## Task:
Retype every line below precisely as it appears.

= = = =

PR #298, opened 2021-02-11
Pick-up highlighting fixed

### LINKED ISSUE #294: Items green right after swapping them
get together 3 items like so
 
image

As soon as you swap one, the other one becomes immediately green.
Expected behavior would be that no items are highlighted green, if the player is unable to pick them.

nicemicro:
the pick up highlighting is fixed to be aligned with actual pick upability.

should close #294

### DIFF
--- a/src/assets/main/players.gd
+++ b/src/assets/main/players.gd
@@ -172,6 +172,11 @@ remotesync func player_picked_up_item(item_path: String) -> void:
 	var id: int = get_tree().get_rpc_sender_id()
 	if not players.keys().has(id):
 		return
+	# Before RPC'ing the other clients, we test whether the item can be picked up.
+	# Currently, it is only checking if pickup is enabled for the player, but
+	# doesn't check distance etc.
+	if not players[id].item_handler.isPickupEnabled():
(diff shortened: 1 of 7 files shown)


src/assets/main/players.gd
```diff
@@ -172,6 +172,11 @@ remotesync func player_picked_up_item(item_path: String) -> void:
 	var id: int = get_tree().get_rpc_sender_id()
 	if not players.keys().has(id):
 		return
+	# Before RPC'ing the other clients, we test whether the item can be picked up.
+	# Currently, it is only checking if pickup is enabled for the player, but
+	# doesn't check distance etc.
+	if not players[id].item_handler.isPickupEnabled():
```
Damjan94, line 178: for some reason, while holding an item, if you set a breakpoint on this line, the item lights up green as soon as it's dropped...

nicemicro: Can not reproduce if the program runs.
I think the breakpoint only creates the issue due to the timer expiring in the meantime.

Damjan94 (approved):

= = = =

## Written reply:
PR #298, opened 2021-02-11
Pick-up highlighting fixed

### LINKED ISSUE #294: Items green right after swapping them
get together 3 items like so
 
image

As soon as you swap one, the other one becomes immediately green.
Expected behavior would be that no items are highlighted green, if the player is unable to pick them.

nicemicro:
the pick up highlighting is fixed to be aligned with actual pick upability.

should close #294

### DIFF
--- a/src/assets/main/players.gd
+++ b/src/assets/main/players.gd
@@ -172,6 +172,11 @@ remotesync func player_picked_up_item(item_path: String) -> void:
 	var id: int = get_tree().get_rpc_sender_id()
 	if not players.keys().has(id):
 		return
+	# Before RPC'ing the other clients, we test whether the item can be picked up.
+	# Currently, it is only checking if pickup is enabled for the player, but
+	# doesn't check distance etc.
+	if not players[id].item_handler.isPickupEnabled():
(diff shortened: 1 of 7 files shown)


src/assets/main/players.gd
```diff
@@ -172,6 +172,11 @@ remotesync func player_picked_up_item(item_path: String) -> void:
 	var id: int = get_tree().get_rpc_sender_id()
 	if not players.keys().has(id):
 		return
+	# Before RPC'ing the other clients, we test whether the item can be picked up.
+	# Currently, it is only checking if pickup is enabled for the player, but
+	# doesn't check distance etc.
+	if not players[id].item_handler.isPickupEnabled():
```
Damjan94, line 178: for some reason, while holding an item, if you set a breakpoint on this line, the item lights up green as soon as it's dropped...

nicemicro: Can not reproduce if the program runs.
I think the breakpoint only creates the issue due to the timer expiring in the meantime.

Damjan94 (approved):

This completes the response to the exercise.